Problem statement - The answer must consist of every line in the data that contains "runner".

======== Record extracts

PR #882, opened 2024-10-25
Fix block workflow

FrancoGiachetta:
## Checklist
- [ ] Linked to Github Issue
- [ ] Unit tests added

### DIFF
--- a/.github/workflows/starknet-blocks.yml
+++ b/.github/workflows/starknet-blocks.yml
@@ -80,6 +80,12 @@ jobs:
       - name: Install Starknet Replay deps
         run: make deps
 
+      - name: Patch Cairo Native's version
+        if: ${{ matrix.runner == 'native' }}
+        run: |
+          cd replay
+          sed -r -i 's/cairo-native.*/cairo-native = { path = "..\/cairo_native" }/' Cargo.toml
+
       - name: Run Blocks Native
         if: ${{ matrix.runner == 'native' }}
         run: |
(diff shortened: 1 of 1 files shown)


edg-l (dismissed):

edg-l (dismissed):

.github/workflows/starknet-blocks.yml
```diff
@@ -81,12 +80,6 @@ jobs:
       - name: Install Starknet Replay deps
         run: make deps
 
-      - name: Patch Cairo Native's version
-        if: ${{ matrix.runner == 'native' }}
-        run: |
-          cd replay
-          sed -r -i 's/cairo_native.*rev.*[0-9a-z]+./cairo_native.git", rev = "${{ github.event.pull_request.head.sha }}"/' Cargo.toml
-
```
JulianGCalderon, line 89: This will only test against the default native commit on replay branch, right? We should patch de dependency to a local path, and use our current branch

JulianGCalderon (changes requested):

.github/workflows/starknet-blocks.yml
FrancoGiachetta: Ow, I thought is was already being done in the main branch, I'll change it

FrancoGiachetta: should work now.

edg-l (approved):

================

Final answer -
+        if: ${{ matrix.runner == 'native' }}
         if: ${{ matrix.runner == 'native' }}
-        if: ${{ matrix.runner == 'native' }}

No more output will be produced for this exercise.